Paul Webb, a former reality TV star, has failed to overturn his convictions for tax evasion. Photo / Michael Craig
A former Dragons' Den star, his business partner and their marina-related companies have failed in a bid to overturn their convictions for tax evasion.
Paul Webb, who rose to prominence in 2006 as a dragon on the entrepreneurial reality TV show Dragons' Den, along with former Ernst & Young partner David Tauber were convicted and later sentenced by Justice Mary Peters in the High Court at Auckland last October.
An accountant, known only as Mr X due to a permanent suppression order, and the companies Honk Barges Ltd (HBL) and Honk Marine Ltd (HML) were also convicted of tax fraud.
Webb, Tauber, HBL and HML then took their case to the Court of Appeal, challenging Justice Peters' decisions.
However, today the Court of Appeal sided with the High Court judge and dismissed all their appeals.
Webb, who reportedly made his millions during the 1990s through residential property developments and with the airline City Jet, was sentenced to nine months' home detention and 400 hours' community work.

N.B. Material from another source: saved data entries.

Issue #85, opened 2026-07-08
Phase 1: Native-Fortran adapter + CUDA host setup


neuromechanist:
Part of epic #84.

## Scope
Build native `amica` from the `.f90` source (gfortran + OpenMP) on a Linux x86 + CUDA host, and add a `_run_fortran` native-Fortran backend to the Phase B dimsweep harness (`benchmarks/benchmark_dimsweep.py`).

## Definition of Done
- [ ] Build script/docs for gfortran + OpenMP compile of `amica15.f90`/`funmod2.f90` on Linux x86.
- [ ] `_run_fortran` adapter: writes `.fdt` (Fortran-order) + param file, invokes the binary, parses the binary's own per-iteration timestamps for startup-immune per-iteration timing (not wall-clock of the whole process).
- [ ] Registered as a backend in `_BACKENDS` with availability detection (present only when a native build exists).
- [ ] Structurally validated on Mac (Rosetta `amica15mac`) and against the reverted Phase D prototype; real timing deferred to the Linux host.
- [ ] Real EEG only (channel subsets of ds002718). NO MOCKS.

neuromechanist:
Done in PR #88 (squash-merged into epic branch feature/issue-84-epic-xplat-benchmark). Native-fortran-f64 backend + cross-platform build validated on Mac arm64 and hallu x86 (RTX 4090).

Issue #87, opened 2026-07-08
Phase 3: Full matrix + CUDA multi-model cross-platform report


neuromechanist:
Part of epic #84.

## Scope
Run the whole grid on the CUDA host (torch-cpu / numpy / native-fortran / cuda) + Mac (mlx / mps); fill in the multi-model CUDA rows Phase B left pending; merge into a single cross-platform report + findings.

## Definition of Done
- [ ] Full grid executed on the Linux/CUDA host and Mac; results merged across platforms.
- [ ] Multi-model CUDA rows (left pending in Phase B / #77) filled in.
- [ ] Single cross-platform report + `.context/issue-84/` findings with honest caveats (native vs Rosetta, cross-machine GPU comparison, thread contention).
- [ ] Real EEG only. NO MOCKS.

neuromechanist:
Done in PR #93 (squash-merged into the epic branch). Cross-backend decomposition equivalence: all torch/MLX backends identical (f32==f64==CPU==CUDA==MPS==MLX), Fortran equivalent where well-determined; k-factor + EEGLAB-style variance-ordered de-sphered IC topomaps. Findings + figures in .context/issue-84/phase3_decomp_equivalence.md.

Issue #86, opened 2026-07-08
Phase 2: CPU core-count scaling sweep


neuromechanist:
Part of epic #84.

## Scope
Add a `--threads` sweep (4/6/8/12/...) to the dimsweep harness for the CPU backends (torch-cpu, numpy, native-fortran) with matched thread budgets, to see whether cores catch the GPU.

## Definition of Done
- [ ] `--threads` sweep axis wired to torch (`torch.set_num_threads`/interop), numpy (OMP/MKL env), and native-Fortran (OMP_NUM_THREADS) with matched budgets per run.
- [ ] Results captured per (backend x threads x dims) with per-iteration timing.
- [ ] Honest caveats on thread contention documented.
- [ ] Real EEG only. NO MOCKS.

neuromechanist:
Done in PR #89 (squash-merged into the epic branch). Complete cross-platform channel x core sweep, f64+f32, both machines; findings in .context/issue-84/phase2_cpu_scaling.md.

Issue #84, opened 2026-07-08
Epic: Cross-platform native-Fortran + CPU-scaling + CUDA benchmark


neuromechanist:
## Goal
A rigorous, cross-platform **result + performance** benchmark of every AMICA backend, extending
the Phase B harness (`benchmarks/benchmark_dimsweep.py`, #77) with the pieces intentionally left
out of epic #74: **native Fortran**, **CPU core-count scaling**, and **CUDA multi-model**. Answers
"how does the native reference and multi-core CPU compare to the GPU backends, and where are the
crossovers?"

## Why its own epic
Epic #74 (Apple-GPU acceleration) delivered the MLX backend and the single-machine Mac + CUDA
single-model comparison. This benchmark is a distinct, larger effort: it needs a native-x86 Linux
+ CUDA host (Apple's `amica15mac` is x86-under-Rosetta, and Mac CPU/Fortran timing proved
unreliable), a Fortran build from source, and multi-dimensional sweeps.

## Phases (proposed)
1. **Native-Fortran adapter + host setup.** Build amica from the `.f90` source (gfortran + OpenMP)
   on a Linux CUDA host; a `_run_fortran` adapter (write `.fdt` Fortran-order + param, parse the
   binary's own per-iteration timestamps for startup-immune timing). (A Mac Rosetta adapter was
   prototyped in the Phase D branch and reverted -- reuse it.)
2. **CPU core-count scaling.** `--threads` sweep (4/6/8/12/...) for the CPU backends
   (torch-CPU, numpy, native Fortran) with matched thread budgets, to see whether cores catch the GPU.
3. **Full matrix + CUDA multi-model.** Run the whole grid on the CUDA host (torch-cpu / numpy /
   native-fortran / cuda) + Mac (mlx / mps); fill in the multi-model CUDA rows Phase B left pending;
   merge into a single cross-platform report + findings.

## Constraints
Real EEG only (NO MOCKS; channel subsets of ds002718 for timing). Honest caveats (native vs
Rosetta, cross-machine GPU comparisons, thread-contention). Not run in CI (hardware-specific).

PR #88, opened 2026-07-08
Phase 1: Native-Fortran adapter + CUDA host setup

neuromechanist:
## Summary
Adds a `native-fortran-f64` backend to the Phase B dimension-sweep harness
(`benchmarks/benchmark_dimsweep.py`) that times an `amica15` compiled from source, plus a
cross-platform build (`benchmarks/fortran/`). First piece of epic #84: an honest
native-Fortran reference-timing row, on both the x86 CUDA host and Apple Silicon.

Closes #85
Part of epic #84

## What changed
- **`_run_fortran` adapter**: writes a real subset as a float32 column-major `.fdt`, renders a
  matched `input.param` (n_mix=3, pdftype=0, do_newton off, block_size 512, full fixed-iter
  budget), runs the binary, and times it from amica's **own per-iteration `out.txt` stamps**
  (startup-immune: after MPI init / data load / PCA / sphering). Registered in `_BACKENDS`;
  available only when a native binary exists (so CI / Apple-only checkouts are unaffected).
- **`benchmarks/fortran/build_amica.sh`** + **`vmath_shim.c`**: cross-platform native build.
  `amica15.f90` targets ifort + MKL, so a plain gfortran build needs three fixes, applied to a
  **build copy** (never the tracked reference source): `-cpp` (skip the MKL `#include`), a
  portable `random_seed` seed size, and a libm shim for AMD LibM's `vrda_exp`/`vrda_log`.
  Built clean on macOS arm64 (gfortran 16) and Ubuntu 24.04 x86_64 (gfortran 13).
- **Docs**: `benchmarks/fortran/README.md` (host setup, timing method + 10 ms resolution
  caveat, portability notes), dimsweep README/docstring updated, `.context/issue-84/`.

## Test plan
- `pyAMICA/tests/test_fortran_adapter.py` (real committed data, NO MOCKS): `.fdt` round-trip vs
  the canonical `load_data_file` (locks the column-major convention), channel-subset round-trip,
  `out.txt` parser (200 iters, LL), param rendering, and an end-to-end smoke that runs a native
  amica (skipped unless a binary is present / `AMICA_FORTRAN_BIN` is set).
- Validated end-to-end on **both** platforms: 5/5 pass against a native arm64 (Mac) and native
  x86 (hallu) binary. Real dimsweep on hallu (RTX 4090): native-fortran-f64 12.07 ms/it @32ch,
  44.83 @70ch vs torch-cuda-f64 34.88/38.61 and torch-cpu-f64 217/226; LL agrees ~2 digits.
- `ruff check` + `ruff format` clean; `shellcheck` clean; full suite collects (154 tests).

## Notes / caveats
- Per-iteration stamp is ~10 ms resolution; the adapter rejects configs that round to 0.00 s/iter
  and documents the floor (use per-iter >> 10 ms, i.e. the 70-ch size).
- native-Fortran uses libm (not vendor SIMD) math -> portable-baseline timing, not max-tuned.
- Build portability fixes are candidates to upstream to sccn/amica (#44 M1 compile, #49 Ubuntu).
- Out of scope: `--threads` CPU-scaling sweep (Phase 2 #86); full grid + CUDA multi-model report
  (Phase 3 #87).

### DIFF
--- a/.context/issue-84/phase1_build_notes.md
+++ b/.context/issue-84/phase1_build_notes.md
@@ -19,8 +19,9 @@ reference is never modified):
 
 Also `-std=legacy -fallow-argument-mismatch -ffree-line-length-none`. Built clean on both
 **macOS arm64 (gfortran 16, brew open-mpi + lapack)** and **Ubuntu 24.04 x86_64
-(gfortran 13, apt openmpi + liblapack-dev)**. Upstream target: sccn/amica #44 (M1 compile),
-#49 (Ubuntu recompile).
+(gfortran 13, apt openmpi + liblapack-dev)**. Upstream target: sccn/amica #44 (compile on
+M1) is an exact match; #49 asks about Ubuntu builds too, though via Intel OneAPI rather than
+this gfortran path.
 
 ## Timing method
 
--- a/.context/issue-84/phase1_build_notes.md
+++ b/.context/issue-84/phase1_build_notes.md
@@ -1,0 +1,49 @@
+# Phase 1 (#85): native-Fortran adapter + build notes
+
+Adds a `native-fortran-f64` backend to `benchmarks/benchmark_dimsweep.py` that times an
+`amica15` compiled from source, plus a cross-platform build (`benchmarks/fortran/`).
+
+## gfortran build portability (source targets ifort + MKL)
+
+`amica15.f90` assumes Intel's toolchain. A plain `gfortran` + LAPACK build needs three
+fixes, applied by `build_amica.sh` to a **build copy** (the tracked `pyAMICA/amica15.f90`
+reference is never modified):
+
+1. `-cpp` -- resolve the `#ifdef MKL` guards so `include 'mkl_vml.f90'` is skipped.
+2. `random_seed` -- the source's size-2 seed array (ifort-sized) is rejected by gfortran
+   (wants 8); the build copy uses a portable default seed. Timing-neutral (seeding was
+   already clock-based / non-reproducible).
+3. `vmath_shim.c` -- the non-MKL branch calls AMD LibM `vrda_exp`/`vrda_log`; the shim
+   provides them as libm loops so no vendor math lib is needed. IEEE-accurate; a vendor
+   SIMD math lib could make the exp/log-heavy E-step somewhat faster.
+
+Also `-std=legacy -fallow-argument-mismatch -ffree-line-length-none`. Built clean on both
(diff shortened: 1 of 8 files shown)


neuromechanist:
## Review summary (4 agents, Sonnet)

Ran code, tests, silent-failure, and comment reviews. **Code correctness: clean** (byte order, shim ABI, regex, param ordering all verified against real data/hardware). Addressed all actionable findings in b2df278:

**Silent failures**
- [x] Native crash now prints full stderr/stdout before raising (`main()` truncates the exception to ~70 chars, so the transcript is the only place to see LAPACK/MPI/segfault causes).
- [x] Explicitly-requested-but-unavailable backends now emit a `WARNING` instead of silently dropping (was: sweep exits 0 having benchmarked fewer backends than asked).
- [x] `build_amica.sh` verifies the `random_seed` sed-patch actually applied (`grep -q`, else fail loud) so source drift can't produce a binary that only crashes at runtime.
- [x] `_parse_fortran_out` uses `errors="replace"` (corruption surfaces as U+FFFD, breaks the regex cleanly) instead of `errors="ignore"`.
- Skipped (with rationale): the regex not matching a negative seconds value is theoretical (monotonic timer); leaving it excluded is the safe behavior.

**Test coverage** (all error-guard paths were previously untested)
- [x] Added: nonzero-exit raise (real system `false`, unconditional), sub-10ms zero-guard raise (verified repro 8ch x 2000), `<2` timed-iters raise, `_fortran_available`/`_available` dispatch + share-gate, and multi-model param rendering. `pcakeep 16` now asserted. 4 -> 10 tests; binary-gated ones skip on CI/Apple-only.
- [x] Fixed the flaky "16ch/8k rounds to 0.00s" docstring claim (empirically alternates 0.00/0.01; the real reliable sub-floor size is 8ch x 2000).

**Comment/doc accuracy**
- [x] Fixed two factual bugs: the "not on Apple/CI" docstring (the Apple native build works) and the "amica15 is single-model" comment (it supports `num_models>1`; the adapter only gates `share`). Aligned `.gitignore` + `README_dimsweep.md`.
- [x] Documented the native-fortran `final_ll` reproducibility caveat (clock-seeded, unlike the fixed-seed backends) in `README_dimsweep.md`.
- [x] Softened the uncited "equal or better than vendor" accuracy claim in `vmath_shim.c`; qualified the sccn/amica #49 reference (OneAPI, not gfortran).

Full suite: 10 passed (both with and without a native binary); ruff + shellcheck clean.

He appealed this alongside his convictions, but the Court of Appeal Justices Mark Cooper, Jillian Mallon and Edwin Wylie said the sentence was not manifestly excessive.
"If anything, the sentence was, in our judgment, lenient. The appeal against sentence cannot succeed," the judges ruled.
The appeals against conviction by HBL, HML, Tauber and Webb were also dismissed.
"The transactions were pre-planned, undertaken in anticipation of the tax advantages which would flow, and with the intention that moneys lent would be repaid in short order," the appeal judges said in their decision.
"The backdating of documents, the use of legally non-existent entities, the belated giving of instructions to intermediaries, and the circular money trails, all point to preconceived dishonesty."
In late May last year, Webb, Tauber, Mr X, HBL and HML went to trial over a total of 36 tax evasion charges.
Justice Peters found Webb guilty of three of nine charges, Mr X guilty of six of nine charges, and Tauber guilty of all the charges he faced.
HML was also found guilty of four charges, and HBL of five.
HML provided false information to the Inland Revenue Department (IRD) in its income tax returns for the financial years ending from 2007 to 2010, Justice Peters found.
The returns were false after HML claimed deductions for interest on "bogus loans" from a now deceased lender of $3.62m, $3m and $2.65m, made in July 2006, September 2007 and September 2008.
The IRD's investigation into the tax affairs of Webb and Tauber began in 2008.
Justice Peters sentenced Tauber to three years and three months' imprisonment.
Tauber was also before the High Court in 2012 as he attempted and failed to settle $95.9 million of debt for his event management business APG Holdings.
Mr X, meanwhile, was sentenced to 12 months' home detention and 400 hours' community work.
Justice Peters said she thought "long and hard" about whether to send him to prison.
"This is not a one-victim crime, this is about as many victims as you can get," Justice Peters said, adding the New Zealand taxpayer will be burdened with the bill for the IRD's lengthy and complex investigation.